Fix: Always display p50, p95, p99 percentiles alongside averages. Use histograms, not summaries, for latency metrics (histograms are aggregatable).

6. Missing `absent()` alert¶

Your critical service stops exposing metrics. Maybe it crashed, maybe the scrape config is wrong. Your error rate alert shows "no data" — which doesn't fire. No alert fires. The service is down and no one knows.

Fix: Add absent() alerts for critical metrics: absent(up{job="api"}) == 1. This fires when the metric itself disappears.

Gotcha: absent() only works for metrics that should always exist. For metrics that appear intermittently (like error counters that only increment on errors), absent() will fire constantly. Use absent_over_time(up{job="api"}[5m]) to detect metrics that have been missing for a sustained period.

7. Logs with no structure¶

You log fmt.Println("processing request for user"). Good luck finding this in 500GB of logs when you need to filter by user, status code, or latency. You can't aggregate, you can't alert on log content.

Fix: Use structured logging (JSON). Include: timestamp, level, message, request_id, user_id, status_code, duration_ms. Every log line should be machine-parseable.

8. Grafana dashboard with 100 panels¶

You add every metric you can think of to one dashboard. It takes 30 seconds to load. During an incident, you scroll through 100 panels looking for the one that matters. You find it 15 minutes into the outage.

Fix: Build focused dashboards: Golden Signals (rate, errors, latency, saturation) on one dashboard. Drill-down dashboards for specific services.

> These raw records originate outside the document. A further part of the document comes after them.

PR #676, opened 2021-03-18
Give the Dart Analysis Servers a config

domesticmouse:
Fix: https://github.com/dart-lang/dart-pad/issues/1784

### DIFF
--- a/benchmark/bench.dart
+++ b/benchmark/bench.dart
@@ -11,6 +11,7 @@ import 'package:dart_services/src/analysis_server.dart';
 import 'package:dart_services/src/bench.dart';
 import 'package:dart_services/src/common.dart';
 import 'package:dart_services/src/compiler.dart';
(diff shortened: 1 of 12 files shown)


srawlins (approved):
I'm not sure how the title matches the changes, but I like the changes!

domesticmouse:
@srawlins the core of this change is in `lib/src/analysis_server.dart`. Previously the Dart Analysis server was fed an empty directory as it's working directory, so it started enforcing null safety when we rolled over to dart 2.12. This change gives the Dart Analysis server a populated directory with a `pubspec.yaml` this is enough to stop the dart analysis server enforcing null safety rules.

Now if only I could figure out how to unbreak the Github Actions...

srawlins:
Ah I get it; makes sense. No ideas about the GitHub Actions :(

domesticmouse:
replaced by https://github.com/dart-lang/dart-services/pull/680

Use dashboard variables for filtering.

9. Prometheus scraping too frequently¶

You set scrape_interval: 5s on all targets to get "real-time" data. Your Prometheus now makes 12 requests per minute per target. With 500 targets, that's 6000 scrapes per minute. Prometheus is overloaded, scrapes start timing out, and your metrics have gaps.

Fix: 15-30s scrape interval is fine for most workloads. Only reduce for high-frequency trading or similar. Monitor prometheus_target_scrape_pool_exceeded_target_limit and scrape_duration_seconds.

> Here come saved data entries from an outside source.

PR #683, opened 2021-04-01
Document protobuf installation a bit more

srawlins:


tool/grind.dart
```diff
@@ -312,10 +312,16 @@ void buildbot() => null;
 
 @Task('Generate Protobuf classes')
 void generateProtos() async {
-  await runWithLogging(
-    'protoc',
-    arguments: ['--dart_out=lib/src', 'protos/dart_services.proto'],
-  );
+  try {
```
domesticmouse, line 315: Can you push this `try`/`catch` into the `runWithLogging` function on https://github.com/srawlins/dart-services/blob/docs/tool/grind.dart#L342? 

We can add the informative error message as an optional parameter.

domesticmouse:
Also, you probably want to pull from head. You are trailing `master` by a commit, IIUC.

tool/grind.dart
srawlins: Done.

srawlins:
Rebased, thanks!

domesticmouse (approved):
Lgtm!

PR #689, opened 2021-04-06
Null safe and unsafe in a single codebase

domesticmouse:
Crunching both null safety and null unsafe into the same codebase to make the Cloud Run publishing cycle easier.

/cc @johnpryan this is the context for https://github.com/dart-lang/dart-pad/pull/1812 =)


lib/src/compiler.dart
```diff
@@ -150,12 +158,19 @@ class Compiler {
         '--modules=amd',
         if (usingFlutter) ...[
           '-s',
-          _flutterWebManager.summaryFilePath,
+          _flutterWebManager.summaryFilePath(_nullSafety),
           '-s',
-          '${Sdk.flutterBinPath}/cache/flutter_web_sdk/flutter_web_sdk/kernel/flutter_ddc_sdk.dill'
+          if (_nullSafety)
+            '${Sdk.flutterBinPath}/cache/flutter_web_sdk/flutter_web_sdk/kernel/flutter_ddc_sdk_sound.dill'
```
srawlins, line 164: Perhaps worth adding a field, `Sdk.flutterWebSdkKernelPath` or similar?

srawlins (approved):
Very clean. I only spot-reviewed `common.dart`. I like all of the grind changes.

lib/src/compiler.dart
domesticmouse: I'm curious if there will be usages apart from here for that method?

srawlins: Fair. The line is just so long 😛 .

domesticmouse: true dat =)

RedBrogdon (approved):
Is it weird that the most interesting part of this is the grinder file? 😄

lib/services_dev.dart
```diff
@@ -63,21 +62,19 @@ class EndpointsServer {
...
-  final String proxyTarget;
 
   Pipeline pipeline;
   Handler handler;
 
   CommonServerApi commonServerApi;
   FlutterWebManager flutterWebManager;
 
-  EndpointsServer._(this.port, this.proxyTarget) {
-    final commonServerImpl = (proxyTarget != null && proxyTarget.isNotEmpty)
```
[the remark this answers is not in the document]
domesticmouse: https://github.com/dart-lang/dart-services/pull/691 =)

lib/src/compiler.dart
domesticmouse: I'm not quite sure what a concurrent literal is, but how about a ternary operator to crunch out the common substring?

10. Alert routing that sends everything to one channel¶

All alerts go to #alerts in Slack. Critical database alerts are buried between informational disk warnings and resolved notifications. The channel has 500 unread messages. Nobody reads it.

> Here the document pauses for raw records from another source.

PR #692, opened 2021-04-08
Add a new `grind update-pub-dependencies` task to handle additional packages

srawlins:
The new task creates a scratch pub package using "any" version constraints on
Firebase packages. `pub get` then resolves the version constraints into exact
version numbers. We read the resolved version numbers and save them to
checked-in JSON files in the `tool/` directory.

The existing `buildProjectTemplates` and `buildStorageArtifacts` tasks then use
the date from those checked-in JSON files when writing pubspec.yaml files. This
keeps the versions known and checked into source control.

https://github.com/dart-lang/dart-pad/issues/1813


tool/grind.dart
```diff
@@ -455,3 +465,89 @@ linter:
...
+    },
+  );
+  joinFile(tempDir, ['pubspec.yaml']).writeAsStringSync(pubspec);
+  await _runFlutterPubGet(tempDir);
+  final pubspecLock =
+      loadYamlDocument(joinFile(tempDir, ['pubspec.lock']).readAsStringSync());
+  final pubSpecLockContents = pubspecLock.contents as YamlMap;
+  final packages = pubSpecLockContents['packages'] as YamlMap;
+  final packageVersions = <String, String>{};
+  final flutterPackages = [
```
parlough, line 509: Can this be `const`?

srawlins: Good catch. Done.

srawlins:
@domesticmouse some basic questions that I wasn't sure about:

* [ ] is `tool/*.json` a good place for these data files?
* [ ] is JSON a decent choice? I went through a few iterations:
  * Copy the pubspec.lock files directly - you have to open them up and parse them some time or another, so I figured might as well scrape out the version numbers early.
  * Write a valid Dart source file - This was looking nice as well, but it should be formatted to; in order to guarantee formatting, I'd have to bring in `dart_style`, which might bring a host of other packages, and really its just data. Should probably store it in a data format.
  * JSON is dead simple to encode and decode. YAML is harder, but does allow comments. I couldn't find an out-of-the-box JSON encoder which pretty-prints the JSON with newlines and indentations...
* [ ] Any issues with my Grinder tasks? Not sure how you like to organize those. I think it is correct that it depends on nothing? And nothing depends on it? It is a stand-alone task.
* [ ] OK to commit this to master without a flag? Nothing changes about what a user is allowed to import so should have no functional change.

domesticmouse (approved):
Lgtm!

domesticmouse:
> @domesticmouse some basic questions that I wasn't sure about:
> 
> Is `tool/*.json` a good place for these data files?

I'm fine with that. @devoncarew might have preferences tho?

> Is JSON a decent choice? I went through a few iterations:
>   
>   * Copy the pubspec.lock files directly - you have to open them up and parse them some time or another, so I figured might as well scrape out the version numbers early.
>   * Write a valid Dart source file - This was looking nice as well, but it should be formatted to; in order to guarantee formatting, I'd have to bring in `dart_style`, which might bring a host of other packages, and really its just data. Should probably store it in a data format.
>   * JSON is dead simple to encode and decode. YAML is harder, but does allow comments. I couldn't find an out-of-the-box JSON encoder which pretty-prints the JSON with newlines and indentations...

I'm happy with JSON. As for printing out JSON with newlines and indentations, I think [JsonEncoder.withIndent](https://api.dart.dev/stable/2.12.2/dart-convert/JsonEncoder/JsonEncoder.withIndent.html) is what you want.

> Any issues with my Grinder tasks? Not sure how you like to organize those. I think it is correct that it depends on nothing? And nothing depends on it? It is a stand-alone task.

I suspect it, at the very least, depends on the Flutter SDK being present.

> OK to commit this to master without a flag? Nothing changes about what a user is allowed to import so should have no functional change.

SGTM

srawlins:
> As for printing out JSON with newlines and indentations, I think JsonEncoder.withIndent is what you want.

Oh thank goodness. Done.

> I suspect it, at the very least, depends on the Flutter SDK being present.

Ah ha. Done.

tool/pub_dependencies_null-safe.json
```diff
@@ -0,0 +1,48 @@
+{
```
domesticmouse, line 1: I'm curious under what conditions the null safe and null unsafe dependencies may differ. They are currently identical AFAICT.

domesticmouse (approved):
Thanks for converting the dependency versions file to indented html. It's readable now =)

parlough (approved):

devoncarew:
Hey - apologies in advance - I  did not review this PR thoroughly. Two questions:

- when running pub get, do we run it in the context of the sdk referenced in https://github.com/dart-lang/dart-services/blob/master/flutter-sdk-version.yaml ? I'd want to make sure we resolve packages for the sdk version instead of something like the dart sdk which is driving grind / the services runtime
- is it necessary to check the package versions in? I suppose they'll be updated whenever we change flutter-sdk-version.yaml; do we want them to evolve faster? I guess, do we want to use the versions that solved when we last upgraded the base sdk, or, the latest published versions that solve against the sdk?

srawlins:
> when running pub get, do we run it in the context of the sdk referenced in https://github.com/dart-lang/dart-services/blob/master/flutter-sdk-version.yaml ?

Correct it is the Flutter SDK.

> is it necessary to check the package versions in?

I feel that it is important to fix package versions at a point in time that is controlled by the dart-services developer. This ensures that we spot-check version numbers, that version numbers are fixed ahead of deploy-time, and can be bumped separate from deploy-time.

One scenario I've tried to play out in my head is the case of a _bad_ release. Meaning a release that is either malicious or even just contains a bug, or a bug that specifically affects usage in DartPad. If we needed to rollback a dependency package, then source-controlling the version numbers gives a very straightforward way to do this: change the line in grind from `any` to a VersionConstraint which works around the malicious version, grind, deploy. Without the source control, you would still simply change the VersionConstraint from `any` to something more specific, and then deploy, but it is harder and takes longer to verify that the deployment has "pub gotten" good releases.

devoncarew:
> I feel that it is important to fix package versions at a point in time that is controlled by the dart-services developer. This ensures that we spot-check version numbers, that version numbers are fixed ahead of deploy-time, and can be bumped separate from deploy-time.

OK, that makes sense to me.

tool/pub_dependencies_null-safe.json
srawlins: Yeah I think they're identical. I'm also not clear about a good example of when they would be different. I think at some points during migration we would set the SDK constraints to something like `>=2.12.0-dev.0 <2.12.0`, but I don't think we're doing that any more.

The case is when a package somehow has an upper bound like that; a ceiling that excludes 2.12.0 or 2.13.0, but includes versions just prior. Kind of odd, but I think it's worth it to defensively store two lists. Probably a bad idea to run `pub get` with one pubspec with one SDK constraint, and apply the package resolution to a different pubspec.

Fix: Route by severity. Critical → PagerDuty. Warning → dedicated Slack channel. Info → suppressed or batched daily. Use group_by and repeat_interval to reduce noise.

11. Retention too short for trend analysis¶

You set Prometheus retention to 7 days to save disk. You can't do week-over-week comparisons, can't see seasonal patterns, can't answer "has this been degrading over the past month?"

Fix: Use recording rules for long-term aggregates. Ship to a long-term store (Thanos, Cortex, Mimir) with 1-year retention for aggregated data. Keep raw data for 15-30 days.

Debug clue: prometheus_tsdb_retention_limit_bytes and prometheus_tsdb_storage_blocks_bytes show how much disk Prometheus is using. If blocks_bytes is at or near retention_limit_bytes, old data is being dropped. Use promtool tsdb analyze /path/to/data to see block-level detail including time ranges and series counts per block.